Bizarre Schatten bewegten sich an die Wand. Ein kalter Lufthauch traf ihr Bein. Sie hielt die Luft an, dann zwang sie sich aufzustehen. Die Schatten an der Wand, nur Mondlicht und die im Wind bewegten Äste der alten Buche. Die kühle Luft zog durch das undichte Fenster. Es war schon fast halb fünf. Keine Zeit, um sich noch einmal hinzulegen, wenn sie pünktlich bei der Arbeit sein wollte.
Sie zog den Morgenmantel über und tappte ins Bad. Duschen um diese Uhrzeit war verboten, denn Frau Grund hatte einen leichten Schlaf. Sie wusch sich flink mit dem Waschlappen, putzte die Zähne und huschte zurück in ihr Zimmer.
Heute Abend war Halloween. Sie zog sich rasch an und langte nach ihrem Schminktäschchen. Mit flinken Strichen malte sie ein Spinnennetz auf ihre Wange. In der Küche rumorte es. Mareike lauschte, denn Frau Grund stand nie vor 8 Uhr auf.
Jan? Sie atmete tief durch, kontrollierte ihr Gesicht, haderte kurz mit sich und wischte das Spinnennetz wieder weg. Stattdessen legte sie ein dezentes Make-up auf, nahm die Handtasche und verließ ihr Zimmer.
Er stand am Herd, lächelte sie an. »Guten Morgen. Möchten Sie einen Tee?«
Mareike schaute auf die Uhr. »Oja, sehr gern.«
Er reichte ihr eine Tasse. »Sie stehen früh auf.«
»Ich arbeite im Krankenhaus.«
Er lächelte. »Dann wünsche ich Ihnen einen ruhigen Dienst.«
»Danke.« Sie stürzte den Tee herunter und hastete zur Straßenbahn. Dabei ärgerte sie sich über sich selbst. Normalerweise war sie nicht so auf den Mund gefallen. Gestern Abend und heute, was musste er für ein Bild von ihr haben?
Auf Station zog sie sich rasch um. Die Kollegen saßen im Dienstzimmer. »Wir müssen eine Kraft an Station 13 abgeben.« Die Oberschwester blickte suchend umher.
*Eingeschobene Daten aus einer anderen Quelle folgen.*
PR #103, opened 2020-02-04
Move most constants and functions from indices into their respective actors

anorth:


actors/runtime/indices/indices.go
```diff
@@ -12,66 +10,22 @@ import (
...
-	NetworkKPI() big.Int
-	TotalNetworkSectorWeight() abi.SectorWeight
-	TotalPledgeCollateral() abi.TokenAmount
-	TotalNetworkEffectivePower() abi.StoragePower // power above minimum miner size
-	TotalNetworkPower() abi.StoragePower          // total network power irrespective of meeting minimum miner size
-
-	TotalMinedFIL() abi.TokenAmount
-	TotalUnminedFIL() abi.TokenAmount
-	TotalBurnedFIL() abi.TokenAmount
-	LastEpochReward() abi.TokenAmount
```
zixuanzh: Blocking: lets keep these accessors for now, at least NetworkKPI, NetworkIndicator, and NetworkTime (changes landed in a separate PR). TotalMined and TotalSupply can be used to compute block reward iteratively. For the other totals, is the idea to compute them in other actors?

actors/runtime/indices/indices.go
```diff
@@ -12,66 +10,22 @@ import (
...
 		networkTime big.Int,
 	) abi.TokenAmount
-	StorageMining_PreCommitDeposit(
-		sectorSize abi.SectorSize,
-		expirationEpoch abi.ChainEpoch,
-	) abi.TokenAmount
-	NetworkTransactionFee(
-		toActorCodeID cid.Cid,
-		methodNum abi.MethodNum,
-	) abi.TokenAmount
```
zixuanzh: Blocking: we will still need this as a mechanism

actors/builtin/storage_power/policy.go
```diff
@@ -1,66 +1,89 @@
...
-	for i := int64(0); i < int64(elapsedEpoch); i++ {
-		slasherShareDenomMultiplier = big.Mul(slasherShareDenomMultiplier, indices.ConsensusFault_SlasherShareGrowthRateDenom())
-	}
-
-	num := big.Mul(big.Mul(slasherShareNumMultiplier, indices.ConsensusFault_SlasherInitialShareNum()), collateralToSlash)
-	denom := big.Mul(slasherShareDenomMultiplier, indices.ConsensusFault_SlasherInitialShareDenom())
-	return big.Min(big.Div(num, denom), collateralToSlash)
+	num := big.Mul(big.Mul(slasherShareNumerator, consensusFaultReporterInitialShare.numerator), collateral)
+	denom := big.Mul(slasherShareDenominator, consensusFaultReporterInitialShare.denominator)
+	return big.Min(big.Div(num, denom), collateral)
```
jzimmerman: I'm not quite sure an exponential is the right choice for the reporter's share - either this will be vanishingly small at some points, or else will saturate to 1 at some points. Could we leave the entire function parametric?

actors/runtime/indices/indices.go
```diff
@@ -12,66 +10,22 @@ import (
...
-	StorageDeal_DurationBounds(
-		pieceSize abi.PieceSize,
-		startEpoch abi.ChainEpoch,
-	) (minDuration abi.ChainEpoch, maxDuration abi.ChainEpoch)
-	StorageDeal_StoragePricePerEpochBounds(
-		pieceSize abi.PieceSize,
-		startEpoch abi.ChainEpoch,
-		endEpoch abi.ChainEpoch,
-	) (minPrice abi.TokenAmount, maxPrice abi.TokenAmount)
-	StorageDeal_ProviderCollateralBounds(
```
jzimmerman: Blocking: This function (and others) was previously a method on Indices, which enabled it to be time/KPI-dependent. Making them non-time/KPI-dependent is a cryptoecon policy change, which we would need to evaluate separately.

actors/runtime/indices/indices.go
anorth: I was able to remove these because there are *zero callers* of them. When cryptoecon research provides a concrete function that requires something like this, I'll add it back in whatever way makes sense for that value when I know what it is.

actors/runtime/indices/indices.go
anorth: It doesn't happen in the actors, it happens in the interpreter.

actors/builtin/storage_power/policy.go
anorth: No, a concrete function is required. This PR is not about changing it. When there's a new mechanism proposal, we can implement it.

actors/runtime/indices/indices.go
anorth: When there is a concrete function that depends on some external quantity, we can restore it appropriately.

actors/builtin/storage_power/policy.go
Kubuxu: As a note, in lotus we implemented this as a lookup table.

PR #105, opened 2020-02-05
Clean up payment channel, including checking creator signing ability.

anorth:
Also generated CBOR serialization code.


actors/builtin/payment_channel/payment_channel_actor.go
```diff
@@ -16,33 +17,34 @@ import (
...
-	// TODO anorth: ensure parties are valid
-	// rt.ValidateImmediateCallerType(builtin.CallerTypesSignable...)
-	// toID, err := addr.IDFromAddress(params.To)
-	// if err != nil {
-	// 	rt.Abort(exitcode.ErrIllegalArgument, "receiver must be ID address")
-	// }
+func (pca *PaymentChannelActor) Constructor(rt vmr.Runtime, params *ConstructorParams) *adt.EmptyValue {
+	rt.ValidateImmediateCallerType(builtin.AccountActorCodeID)
+
+	// Check that the channel creator is capable of signing vouchers.
```
anorth: This checks that the channel creator is an account address with associated crypto key (which all accounts have).

The destination address is *not* checked in the same way, which matches my understanding and most of the comments existing in this code. But @whyrusleeping this is contradicted by a comment and code in `UpdateChannelState` that "both parties must sign voucher" and then allowing either one party to be the signer. This didn't make sense to me, but if that code is correct,this construction should be updated to check that the destination address is also an account with a signing key.

Note that multisig actors cannot produce signatures and can't be a sender here. That restriction will extend to destinations if I make the changes I describe.

sternhenri: Sorry the signing comment there is a bit ambiguous. Specifically, one party must explicitly sign the voucher using the `Signature` field in the `signedVoucher`. The other party "implicitly" signs it by submitting it on chain, so if you look at the code there, we just ensure that the party who signed the voucher is not the caller...

Both accounts should be able to sign the voucher yes (ie be accounts with signing keys). Thereafter it seems odd to me that multisig can't produce sigs... but so be it.

actors/builtin/payment_channel/payment_channel_actor.go
```diff
@@ -16,33 +17,34 @@ import (
...
+	}
+	if signingAddress.Protocol() != addr.SECP256K1 && signingAddress.Protocol() != addr.BLS {
+		rt.Abort(exitcode.ErrIllegalArgument, "creator's signing address must use SECP or BLS protocol, was %v", signingAddress.Protocol())
+	}
 
-	// if !toID.PubKeyAddress.Protocol() == addr.SECP256K1 && !toID.PubKeyAddress.Protocol() == addr.BLS {
-	// 	rt.Abort(exitcode.ErrIllegalArgument, "address must use BLS or SECP protocol, got %v", toID.PubKeyAddress.Protocol())
-	// }
+	// Check that target is a canonical ID address.
+	// This is required for consistent caller validation.
```
sternhenri: must also check for from then since either party can call methods on this (this may implictly be done above already)

actors/builtin/payment_channel/payment_channel_actor.go
anorth: I talked with @whyrusleeping, agreed that both parties must be account actors (multisigs can't be parties here).

I'm also going to simplify the check here just to check for Account Actor code ID, which implies the necessary signing key.

actors/builtin/payment_channel/payment_channel_actor.go
anorth: Yes, implicit, `rt.ImmediateCaller()` is always an ID address.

Ihr Blick fiel auf Mareike. »Du warst im Urlaub und kennst die neuen Patienten noch nicht, ich denke, es wird am besten sein, wenn du es übernimmst.«
Das Aufatmen ihrer Kollegen war deutlich zu hören.
»Jetzt gleich?«
»Am besten, ja. Weißt du, wo die Station ist?«
Mareike schüttelte den Kopf.
»Sie ist im Altbau. Erster Stock.«
Mareike erhob sich. Die Leiterin hielt sie zurück. »Du kannst mit uns noch eine Tasse Kaffee trinken, die Stückchen hat die Schülerin mitgebracht.«
Mareike setzte sich und nahm einen Muffin. Er war mit orangefarbenem Zuckerguss und einem Spinnennetz verziert. Er schmeckte fast noch süßer, als er aussah. Sie trank noch einen Kaffee mit den Kolleginnen, bevor sie sich verabschiedete.
Um zu der anderen Station zu gelangen, musste sie den Park durchqueren. Auf Station 13 empfing sie als erstes eine Geruchsmischung aus Urin, abgestandenem Rauch und scharfen Desinfektionsmitteln.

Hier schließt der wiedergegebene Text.